Exercise inputs section start

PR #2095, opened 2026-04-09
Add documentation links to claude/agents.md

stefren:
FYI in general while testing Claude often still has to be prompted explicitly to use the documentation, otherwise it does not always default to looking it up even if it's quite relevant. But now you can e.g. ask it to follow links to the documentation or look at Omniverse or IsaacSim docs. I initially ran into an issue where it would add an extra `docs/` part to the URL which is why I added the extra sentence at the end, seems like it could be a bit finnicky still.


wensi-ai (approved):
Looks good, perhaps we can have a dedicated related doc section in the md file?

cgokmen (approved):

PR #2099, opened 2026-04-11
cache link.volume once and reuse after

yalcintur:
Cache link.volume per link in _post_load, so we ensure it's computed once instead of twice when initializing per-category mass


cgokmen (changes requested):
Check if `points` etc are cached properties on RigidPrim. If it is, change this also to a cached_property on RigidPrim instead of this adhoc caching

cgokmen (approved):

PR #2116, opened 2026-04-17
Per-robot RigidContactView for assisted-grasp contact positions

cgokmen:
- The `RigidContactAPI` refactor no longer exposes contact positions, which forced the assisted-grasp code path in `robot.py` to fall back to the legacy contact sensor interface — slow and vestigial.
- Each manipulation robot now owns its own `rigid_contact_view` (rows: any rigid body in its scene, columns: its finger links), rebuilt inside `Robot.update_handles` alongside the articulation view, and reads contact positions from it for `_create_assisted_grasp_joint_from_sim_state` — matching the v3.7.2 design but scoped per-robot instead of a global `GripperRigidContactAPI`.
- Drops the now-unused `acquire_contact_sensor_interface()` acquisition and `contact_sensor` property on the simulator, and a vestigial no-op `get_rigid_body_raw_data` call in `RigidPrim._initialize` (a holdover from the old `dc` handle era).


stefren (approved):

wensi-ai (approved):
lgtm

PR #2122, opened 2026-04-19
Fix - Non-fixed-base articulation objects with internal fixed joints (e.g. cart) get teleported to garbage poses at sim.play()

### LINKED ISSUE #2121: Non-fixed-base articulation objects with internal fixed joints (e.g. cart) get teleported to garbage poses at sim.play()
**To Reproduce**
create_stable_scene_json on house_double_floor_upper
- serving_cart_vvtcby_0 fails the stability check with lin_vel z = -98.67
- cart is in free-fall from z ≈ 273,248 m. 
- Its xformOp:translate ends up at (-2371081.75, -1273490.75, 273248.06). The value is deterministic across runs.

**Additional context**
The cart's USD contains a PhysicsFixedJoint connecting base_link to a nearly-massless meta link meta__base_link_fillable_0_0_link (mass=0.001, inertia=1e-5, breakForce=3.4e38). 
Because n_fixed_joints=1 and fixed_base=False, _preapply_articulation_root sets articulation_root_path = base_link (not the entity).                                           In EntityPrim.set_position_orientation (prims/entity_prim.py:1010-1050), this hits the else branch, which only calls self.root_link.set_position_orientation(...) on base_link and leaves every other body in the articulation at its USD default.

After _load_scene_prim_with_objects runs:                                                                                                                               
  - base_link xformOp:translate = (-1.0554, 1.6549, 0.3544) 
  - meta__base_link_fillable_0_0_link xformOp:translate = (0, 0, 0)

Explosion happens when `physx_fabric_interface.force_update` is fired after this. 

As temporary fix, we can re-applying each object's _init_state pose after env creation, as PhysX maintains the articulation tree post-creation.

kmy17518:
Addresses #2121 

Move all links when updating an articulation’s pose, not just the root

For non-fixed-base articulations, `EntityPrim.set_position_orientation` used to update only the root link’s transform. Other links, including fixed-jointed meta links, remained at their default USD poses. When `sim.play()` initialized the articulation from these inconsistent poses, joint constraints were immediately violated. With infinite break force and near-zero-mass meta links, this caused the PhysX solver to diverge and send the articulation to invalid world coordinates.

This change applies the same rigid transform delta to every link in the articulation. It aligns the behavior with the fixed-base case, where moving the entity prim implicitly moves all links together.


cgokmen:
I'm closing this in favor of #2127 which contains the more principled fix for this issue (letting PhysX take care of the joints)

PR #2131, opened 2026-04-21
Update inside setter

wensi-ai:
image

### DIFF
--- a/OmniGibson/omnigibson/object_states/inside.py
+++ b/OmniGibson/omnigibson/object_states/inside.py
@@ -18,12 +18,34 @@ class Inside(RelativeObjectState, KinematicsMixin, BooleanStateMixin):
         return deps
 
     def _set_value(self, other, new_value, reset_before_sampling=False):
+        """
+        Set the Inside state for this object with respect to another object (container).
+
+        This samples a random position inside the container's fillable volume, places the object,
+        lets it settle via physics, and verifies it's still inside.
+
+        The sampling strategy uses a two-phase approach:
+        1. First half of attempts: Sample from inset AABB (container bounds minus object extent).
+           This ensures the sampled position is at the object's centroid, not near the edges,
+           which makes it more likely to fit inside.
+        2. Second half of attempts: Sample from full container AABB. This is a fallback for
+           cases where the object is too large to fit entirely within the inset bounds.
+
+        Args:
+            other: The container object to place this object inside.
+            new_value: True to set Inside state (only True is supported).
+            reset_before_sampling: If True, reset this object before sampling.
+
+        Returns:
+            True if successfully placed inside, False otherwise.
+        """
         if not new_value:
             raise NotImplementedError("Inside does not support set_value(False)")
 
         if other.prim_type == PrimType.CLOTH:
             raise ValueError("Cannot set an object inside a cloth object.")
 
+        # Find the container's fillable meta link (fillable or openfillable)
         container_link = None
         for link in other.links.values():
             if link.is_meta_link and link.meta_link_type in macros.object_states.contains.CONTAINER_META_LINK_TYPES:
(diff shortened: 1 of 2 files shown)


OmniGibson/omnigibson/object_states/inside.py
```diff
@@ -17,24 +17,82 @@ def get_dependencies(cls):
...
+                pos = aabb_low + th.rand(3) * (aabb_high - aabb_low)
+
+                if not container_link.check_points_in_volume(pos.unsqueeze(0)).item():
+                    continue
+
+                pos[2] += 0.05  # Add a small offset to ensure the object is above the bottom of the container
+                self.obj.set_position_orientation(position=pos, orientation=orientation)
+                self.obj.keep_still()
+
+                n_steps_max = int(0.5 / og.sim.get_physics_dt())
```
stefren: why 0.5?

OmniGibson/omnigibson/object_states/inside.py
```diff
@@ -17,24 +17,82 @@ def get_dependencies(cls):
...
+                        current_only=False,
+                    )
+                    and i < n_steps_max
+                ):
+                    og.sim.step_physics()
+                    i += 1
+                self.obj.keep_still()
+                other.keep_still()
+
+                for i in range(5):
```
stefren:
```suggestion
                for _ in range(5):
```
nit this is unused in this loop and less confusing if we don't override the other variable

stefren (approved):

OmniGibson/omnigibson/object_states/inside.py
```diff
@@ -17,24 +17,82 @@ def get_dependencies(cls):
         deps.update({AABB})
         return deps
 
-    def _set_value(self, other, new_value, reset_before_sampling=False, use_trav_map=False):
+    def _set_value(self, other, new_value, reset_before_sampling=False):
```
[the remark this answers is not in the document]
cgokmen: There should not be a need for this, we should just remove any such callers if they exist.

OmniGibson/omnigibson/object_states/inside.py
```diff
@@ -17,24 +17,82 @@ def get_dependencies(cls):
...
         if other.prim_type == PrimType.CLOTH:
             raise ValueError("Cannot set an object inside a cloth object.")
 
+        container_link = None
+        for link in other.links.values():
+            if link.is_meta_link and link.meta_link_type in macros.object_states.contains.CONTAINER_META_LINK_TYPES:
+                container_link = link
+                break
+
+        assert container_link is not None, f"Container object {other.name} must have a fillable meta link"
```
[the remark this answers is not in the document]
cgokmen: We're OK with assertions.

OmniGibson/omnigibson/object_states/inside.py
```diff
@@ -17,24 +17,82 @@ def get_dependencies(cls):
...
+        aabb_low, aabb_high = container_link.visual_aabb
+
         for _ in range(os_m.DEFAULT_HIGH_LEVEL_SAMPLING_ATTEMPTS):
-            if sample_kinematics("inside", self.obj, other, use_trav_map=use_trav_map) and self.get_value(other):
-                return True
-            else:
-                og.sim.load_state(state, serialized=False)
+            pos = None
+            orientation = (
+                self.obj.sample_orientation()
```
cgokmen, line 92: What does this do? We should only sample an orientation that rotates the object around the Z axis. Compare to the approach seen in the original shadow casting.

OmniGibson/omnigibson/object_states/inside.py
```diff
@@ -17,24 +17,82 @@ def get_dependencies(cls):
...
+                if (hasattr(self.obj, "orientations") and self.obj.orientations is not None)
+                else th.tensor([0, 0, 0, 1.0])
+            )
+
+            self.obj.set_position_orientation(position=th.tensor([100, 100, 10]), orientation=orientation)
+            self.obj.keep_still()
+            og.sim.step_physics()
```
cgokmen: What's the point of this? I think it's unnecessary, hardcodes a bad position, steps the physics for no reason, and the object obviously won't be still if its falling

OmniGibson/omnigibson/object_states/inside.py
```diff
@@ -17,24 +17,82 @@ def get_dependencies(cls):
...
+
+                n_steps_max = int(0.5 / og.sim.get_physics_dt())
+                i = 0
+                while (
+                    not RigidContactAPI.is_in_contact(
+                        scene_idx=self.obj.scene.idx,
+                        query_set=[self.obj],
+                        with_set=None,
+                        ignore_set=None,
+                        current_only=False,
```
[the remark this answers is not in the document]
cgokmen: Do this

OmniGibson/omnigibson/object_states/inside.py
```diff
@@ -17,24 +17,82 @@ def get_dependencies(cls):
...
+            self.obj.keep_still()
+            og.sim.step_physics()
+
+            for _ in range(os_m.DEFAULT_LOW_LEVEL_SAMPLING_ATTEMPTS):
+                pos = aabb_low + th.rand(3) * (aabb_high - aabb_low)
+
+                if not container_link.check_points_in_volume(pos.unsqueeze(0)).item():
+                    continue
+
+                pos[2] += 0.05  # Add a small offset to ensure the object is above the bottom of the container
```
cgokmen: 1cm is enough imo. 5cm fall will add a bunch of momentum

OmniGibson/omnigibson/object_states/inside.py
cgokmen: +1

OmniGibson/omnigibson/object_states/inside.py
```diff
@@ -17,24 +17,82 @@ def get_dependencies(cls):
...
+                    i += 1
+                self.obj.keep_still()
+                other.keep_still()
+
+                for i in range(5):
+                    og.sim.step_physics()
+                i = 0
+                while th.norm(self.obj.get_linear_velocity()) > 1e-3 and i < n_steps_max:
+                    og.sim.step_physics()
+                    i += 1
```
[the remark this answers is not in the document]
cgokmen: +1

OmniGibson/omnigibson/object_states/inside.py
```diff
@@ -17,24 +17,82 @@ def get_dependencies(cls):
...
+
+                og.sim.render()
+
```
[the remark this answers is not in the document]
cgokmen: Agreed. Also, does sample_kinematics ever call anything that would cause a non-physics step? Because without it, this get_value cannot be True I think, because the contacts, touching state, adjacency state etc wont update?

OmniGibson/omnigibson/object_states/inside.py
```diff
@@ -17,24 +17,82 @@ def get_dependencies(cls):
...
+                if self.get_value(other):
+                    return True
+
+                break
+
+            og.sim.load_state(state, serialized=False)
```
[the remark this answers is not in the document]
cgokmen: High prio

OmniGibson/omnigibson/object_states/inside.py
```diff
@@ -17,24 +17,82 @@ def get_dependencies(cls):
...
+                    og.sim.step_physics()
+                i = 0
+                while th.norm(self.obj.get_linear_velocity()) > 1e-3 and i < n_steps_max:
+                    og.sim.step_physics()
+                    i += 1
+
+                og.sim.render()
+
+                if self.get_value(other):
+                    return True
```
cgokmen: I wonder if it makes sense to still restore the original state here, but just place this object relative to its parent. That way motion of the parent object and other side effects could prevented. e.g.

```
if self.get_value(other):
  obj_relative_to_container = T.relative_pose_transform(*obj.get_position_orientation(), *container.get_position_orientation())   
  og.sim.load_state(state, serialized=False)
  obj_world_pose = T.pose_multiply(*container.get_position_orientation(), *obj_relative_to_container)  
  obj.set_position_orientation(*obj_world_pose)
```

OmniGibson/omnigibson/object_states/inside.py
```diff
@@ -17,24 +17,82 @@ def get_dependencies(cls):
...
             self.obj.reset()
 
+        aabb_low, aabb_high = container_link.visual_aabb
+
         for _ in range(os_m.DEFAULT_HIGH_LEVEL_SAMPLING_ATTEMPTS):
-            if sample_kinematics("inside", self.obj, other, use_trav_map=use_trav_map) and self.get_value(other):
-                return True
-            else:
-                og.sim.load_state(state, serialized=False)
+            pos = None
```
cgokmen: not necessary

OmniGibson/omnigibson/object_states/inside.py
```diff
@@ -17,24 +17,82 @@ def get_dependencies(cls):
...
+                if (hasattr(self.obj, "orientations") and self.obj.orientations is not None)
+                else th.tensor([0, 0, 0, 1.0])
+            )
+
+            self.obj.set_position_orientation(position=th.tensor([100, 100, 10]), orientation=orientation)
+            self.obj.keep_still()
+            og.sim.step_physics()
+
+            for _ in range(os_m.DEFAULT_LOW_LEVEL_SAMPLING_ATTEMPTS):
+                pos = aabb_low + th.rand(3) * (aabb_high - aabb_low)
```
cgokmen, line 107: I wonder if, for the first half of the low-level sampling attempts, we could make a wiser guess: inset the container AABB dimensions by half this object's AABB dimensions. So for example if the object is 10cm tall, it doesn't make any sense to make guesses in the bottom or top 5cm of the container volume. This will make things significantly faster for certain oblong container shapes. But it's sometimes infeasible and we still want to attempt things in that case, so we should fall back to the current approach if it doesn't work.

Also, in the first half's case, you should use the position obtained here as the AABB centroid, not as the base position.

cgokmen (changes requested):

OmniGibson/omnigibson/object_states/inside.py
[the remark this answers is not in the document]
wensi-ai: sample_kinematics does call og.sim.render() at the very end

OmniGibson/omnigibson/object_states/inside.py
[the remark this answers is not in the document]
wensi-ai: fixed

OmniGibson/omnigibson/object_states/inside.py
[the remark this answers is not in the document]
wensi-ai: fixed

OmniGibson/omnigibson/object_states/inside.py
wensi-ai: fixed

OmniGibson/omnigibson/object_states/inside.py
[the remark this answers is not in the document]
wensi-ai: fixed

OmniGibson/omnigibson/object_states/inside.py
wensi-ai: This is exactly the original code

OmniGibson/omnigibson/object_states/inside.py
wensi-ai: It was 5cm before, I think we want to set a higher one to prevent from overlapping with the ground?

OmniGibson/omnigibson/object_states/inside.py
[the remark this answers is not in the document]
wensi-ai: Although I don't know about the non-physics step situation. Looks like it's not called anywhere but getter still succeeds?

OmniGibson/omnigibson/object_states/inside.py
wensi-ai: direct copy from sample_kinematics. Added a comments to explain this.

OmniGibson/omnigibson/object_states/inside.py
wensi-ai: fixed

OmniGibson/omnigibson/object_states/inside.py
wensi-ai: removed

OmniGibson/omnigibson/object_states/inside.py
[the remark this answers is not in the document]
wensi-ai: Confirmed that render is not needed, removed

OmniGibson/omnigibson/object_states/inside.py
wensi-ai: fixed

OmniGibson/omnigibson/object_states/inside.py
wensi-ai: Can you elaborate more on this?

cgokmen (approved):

Exercise inputs section end
Exercise inputs section start

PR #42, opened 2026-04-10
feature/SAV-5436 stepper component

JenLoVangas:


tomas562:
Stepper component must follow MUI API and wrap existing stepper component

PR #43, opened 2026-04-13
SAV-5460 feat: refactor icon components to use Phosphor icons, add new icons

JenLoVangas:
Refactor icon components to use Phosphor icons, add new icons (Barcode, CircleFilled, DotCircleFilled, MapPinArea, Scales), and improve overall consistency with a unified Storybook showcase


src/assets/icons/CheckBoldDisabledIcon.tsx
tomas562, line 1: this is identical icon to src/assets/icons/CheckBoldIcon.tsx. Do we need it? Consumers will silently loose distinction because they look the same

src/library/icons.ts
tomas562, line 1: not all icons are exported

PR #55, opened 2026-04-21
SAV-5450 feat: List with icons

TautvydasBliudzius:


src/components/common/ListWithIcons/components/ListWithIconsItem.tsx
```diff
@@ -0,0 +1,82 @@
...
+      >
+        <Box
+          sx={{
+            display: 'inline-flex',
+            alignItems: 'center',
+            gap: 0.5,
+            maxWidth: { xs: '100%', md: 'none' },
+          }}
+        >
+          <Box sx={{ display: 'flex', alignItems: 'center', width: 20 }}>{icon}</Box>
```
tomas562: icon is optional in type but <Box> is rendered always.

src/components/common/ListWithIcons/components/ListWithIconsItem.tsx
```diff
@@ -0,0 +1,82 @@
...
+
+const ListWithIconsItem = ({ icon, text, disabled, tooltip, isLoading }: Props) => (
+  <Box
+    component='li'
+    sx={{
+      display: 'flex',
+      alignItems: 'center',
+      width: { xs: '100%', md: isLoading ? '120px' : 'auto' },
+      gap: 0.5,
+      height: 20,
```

Exercise inputs section end

» **What this task involves**
Please transcribe only the lines in the records above running from the line that has "PR #2095, opened 2026-04-09" through the line that has "- Each manipulation", both included, exactly as they appear.

» **Reply to the exercise**
PR #2095, opened 2026-04-09
Add documentation links to claude/agents.md

stefren:
FYI in general while testing Claude often still has to be prompted explicitly to use the documentation, otherwise it does not always default to looking it up even if it's quite relevant. But now you can e.g. ask it to follow links to the documentation or look at Omniverse or IsaacSim docs. I initially ran into an issue where it would add an extra `docs/` part to the URL which is why I added the extra sentence at the end, seems like it could be a bit finnicky still.


wensi-ai (approved):
Looks good, perhaps we can have a dedicated related doc section in the md file?

cgokmen (approved):

PR #2099, opened 2026-04-11
cache link.volume once and reuse after

yalcintur:
Cache link.volume per link in _post_load, so we ensure it's computed once instead of twice when initializing per-category mass


cgokmen (changes requested):
Check if `points` etc are cached properties on RigidPrim. If it is, change this also to a cached_property on RigidPrim instead of this adhoc caching

cgokmen (approved):

PR #2116, opened 2026-04-17
Per-robot RigidContactView for assisted-grasp contact positions

cgokmen:
- The `RigidContactAPI` refactor no longer exposes contact positions, which forced the assisted-grasp code path in `robot.py` to fall back to the legacy contact sensor interface — slow and vestigial.
- Each manipulation robot now owns its own `rigid_contact_view` (rows: any rigid body in its scene, columns: its finger links), rebuilt inside `Robot.update_handles` alongside the articulation view, and reads contact positions from it for `_create_assisted_grasp_joint_from_sim_state` — matching the v3.7.2 design but scoped per-robot instead of a global `GripperRigidContactAPI`.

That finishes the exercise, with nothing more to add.